These are diseases that occur due to abnormalities at chromosomal level, passed down to the offspring by the parents.
What is preimplantation genetic testing?
This refers to the two types of tests performed on embryos during IVF, preimplantation genetic screening (PGS) and preimplantation genetic diagnosis (PGD).
Fertility specialists conduct these tests to determine if embryos have genetic abnormalities which often cause failed implantation and miscarriage, leading to unsuccessful IVF. Embryos with such defects are excluded from being transferred to the uterus.
This testing increases the likelihood of becoming pregnant, also improving live birth rates using IVF.
Benefits of preimplantation genetic testing:
- Lower risk of a genetic disorder in the child.
- Higher possibility of a healthy pregnancy and successful birth by IVF.

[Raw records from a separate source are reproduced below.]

PR #1159, opened 2019-10-01
Improved support for pad in TimeSeries.read and TimeSeries.find

duncanmmacleod:
This PR improves the support for padding gaps in data read using `.find()` or `.read()`. The main changes are:

- borrowed logic from the nds2 reader to ensure that all series are returned with the requested boundaries, padding the start or end as required
- allow gaps in datafind queries if `pad` is given

This should allow users to read, for example, months of trend data directly from GWF even if gaps are present.

### DIFF
--- a/gwpy/timeseries/io/core.py
+++ b/gwpy/timeseries/io/core.py
@@ -90,13 +90,11 @@ def _pad_series(ts, pad, start=None, end=None):
     """
     span = ts.span
     if start is None:
-        pada = 0
-    else:
-        pada = max(int((span[0] - start) * ts.sample_rate.value), 0)
+        start = span[0]
     if end is None:
-        padb = 0
-    else:
-        padb = max(int((end - span[1]) * ts.sample_rate.value), 0)
+        end = span[1]
+    pada = max(int((span[0] - start) * ts.sample_rate.value), 0)
+    padb = max(int((end - span[1]) * ts.sample_rate.value), 0)
     if pada or padb:
         return ts.pad((pada, padb), mode='constant', constant_values=(pad,))
     return ts
--- a/gwpy/timeseries/io/core.py
+++ b/gwpy/timeseries/io/core.py
@@ -49,6 +49,7 @@ def read(cls, source, *args, **kwargs):
     # read
     return io_read_multi(joiner, cls, source, *args, **kwargs)
 
+
 def _join_factory(cls, gap, pad, start, end):
     """Build a joiner for the given cls, and the given padding options
     """
--- a/gwpy/timeseries/io/core.py
+++ b/gwpy/timeseries/io/core.py
@@ -39,13 +39,17 @@ def read(cls, source, *args, **kwargs):
     # get join arguments
     pad = kwargs.pop('pad', None)
     gap = kwargs.pop('gap', 'raise' if pad is None else 'pad')
-    joiner = _join_factory(cls, gap, pad)
-
+    joiner = _join_factory(
+        cls,
+        gap,
+        pad,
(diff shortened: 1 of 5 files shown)


gwpy/timeseries/io/core.py
```diff
@@ -39,13 +39,20 @@ def read(cls, source, *args, **kwargs):
...
-    joiner = _join_factory(cls, gap, pad)
+    joiner = _join_factory(
+        cls,
+        gap,
+        pad,
+        kwargs.get("start", None),
+        kwargs.get("end", None),
+    )
+    # read and join
+    out = io_read_multi(joiner, cls, source, *args, **kwargs)
```
alurban: @duncanmmacleod, why not simply `return` on this line? i.e.:

```python
    return io_read_multi(joiner, cls, source, *args, **kwargs)
```

gwpy/timeseries/io/nds2.py
```diff
@@ -34,6 +34,7 @@
 from ...utils import gprint
 from ...utils.progress import progress_bar
 from .. import (TimeSeries)
+from .core import _pad_series
```
alurban: @duncanmmacleod, if the `_pad_series` utility is now being imported from another module, should it no longer be private?

gwpy/timeseries/io/core.py
```diff
@@ -56,11 +63,42 @@ def _join(data):
...
     return _join
+
+
+def _pad_series(ts, pad, start=None, end=None):
+    """Pad a timeseries to match the specified [start, end) limits
+
+    To cover a gap in data returned from a data source
+    """
+    span = ts.span
+    if start is None:
```
alurban: @duncanmmacleod, is it worth trying to define `pada` and `padb` on one line each?

```python
    pada = (0 if start is None else
            max(int((span[0] - start) * ts.sample_rate.value), 0))
    padb = (0 if end is None else
            max(int((end - span[1]) * ts.sample_rate.value), 0))
```

Personally, I just think the latter looks a little cleaner.

gwpy/timeseries/io/hdf5.py
```diff
@@ -42,6 +42,10 @@ def read_hdf5_timeseries(h5f, path=None, start=None, end=None, **kwargs):
     series = read_hdf5_array(h5f, path=path, **kwargs)
     # crop if needed
     if start is not None or end is not None:
```
alurban: @duncanmmacleod, is it worth trying to make it so these `if` statements aren't nested? Something like

```python
    if start is not None:
        start = max(start, series.span[0])
    if end is not None:
        end = min(end, series.span[1])
    if start or end:
        return series.crop(start, end)
    return series
```

gwpy/timeseries/io/nds2.py
duncanmmacleod: IMO, no, but only because it's being imported by another module in the same package. The underscore denotes that this is private in the scope of the package, not the module.

gwpy/timeseries/io/core.py
duncanmmacleod: I have simplified the logic in a different way, please re-review.

gwpy/timeseries/io/nds2.py
alurban: Ah, for some reason I'd always thought that was rule was at the module level, but this makes sense, thank you.

gwpy/timeseries/io/core.py
alurban: Looks good, we're really cookin' with gas now.

PR #1161, opened 2019-10-10
Fix to handle type changes when applying ADC scaling

duncanmmacleod:
This PR fixes a bug in the application of ADC scale factors that prevented type casting between int arrays and floats.

cc @pmeyers279, @basswinkels

### DIFF
--- a/ci/install-el.sh
+++ b/ci/install-el.sh
@@ -40,6 +40,10 @@ pushd build
 
 yum -y -q update
 
+# correct issue with missing tzdata files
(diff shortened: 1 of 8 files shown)


duncanmmacleod:
@gwpy/maintainers, this PR has expanded in scope somewhat since I authored it first, the changes are now:

- fix a bug in applying ADC scale factors related to type casting
- add support for writing `ADC`/`Sim` data types to GWF instead of just `Proc` (both framecpp and lalframe APIs) and related test suite additions

PR #1192, opened 2019-11-27
Refactor gwpy-plot as an entry_point

duncanmmacleod:
This PR refactors the `gwpy-plot` command-line script as an [`entry_point`](https://setuptools.readthedocs.io/en/latest/setuptools.html#automatic-script-creation) and separates it into its own binary package for Debian and RPM - this should have no impact on any functionality, but improves the cross-platform distribution of this script.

Preimplantation Genetic Diagnosis (PGD) is a reproductive technology used along with IVF to increase the chances of a successful pregnancy and delivery. This test is suitable for patients with a family history of single gene disorder. PGD is a genetic test on cells removed from embryos to help select the best embryo(s) to achieve pregnancy or to avoid a genetic disease for which the couple is at risk.
Single gene the test picks up includes:
- Cystic Fibrosis
- Fragile X
- Huntingtons’ disease
- Spinal Muscular Atrophy.
- Duchenne muscular dystrophy
- BRCA1/BRCA2 (hereditary breast/ovarian cancer)
Who should consider PGD?
PGD may be considered in all IVF cycles. Those who might benefit the most from it are couples at increased risk for chromosomal abnormalities or specific genetic disorders. This comprises of women who have had numerous miscarriages, or who have had a previous pregnancy with a chromosome deformity. Women past 38 years of age and men with some types of sperm abnormalities may produce embryos with higher rates of chromosome abnormalities.
How is it done?
Once the embryos are created in the lab, they are grown for five to six days. On fifth or sixth day, the biopsy for PGD is done on all appropriately developed embryos. Biopsy involves removing a few cells from the embryo. The genetic material inside the cells is tested for abnormalities. Based on this test, the healthy embryos are then transferred to the uterus for implantation.
What is genetic testing in IVF?
In IVF, genetic screening of embryos is called pre-implantation genetic screening (PGS).
Why do we test embryos?
PGS is done to check that the developing embryo has the right number of chromosomes before implantation. This is done on 5/6 day of development of the embryo.
PGS can be particularly useful for:
- Recurrent miscarriages
- Women over 35
- Family history of chromosomal disorders
- Previous unsuccessful IVF cycles.
This screening test helps us pick healthy embryos for implantation, reducing the number of treatment cycles.
Types of testing
Embryo or blastomere biopsy
Embryo biopsy is the most technique used. A few embryonic cells are removed on day 5 of development.
How are the cells analysed?
EmbryoScreen is based on NGS technology, one of the fastest and most accurate technology available.
Embryonic cells biopsied go through Whole Genome Amplification to millions of their copies. DNA is then fragmented and analysed against the human genome.
This test can identify abnormal conditions like extra chromosomes (trisomy) or a missing chromosome (monosomy).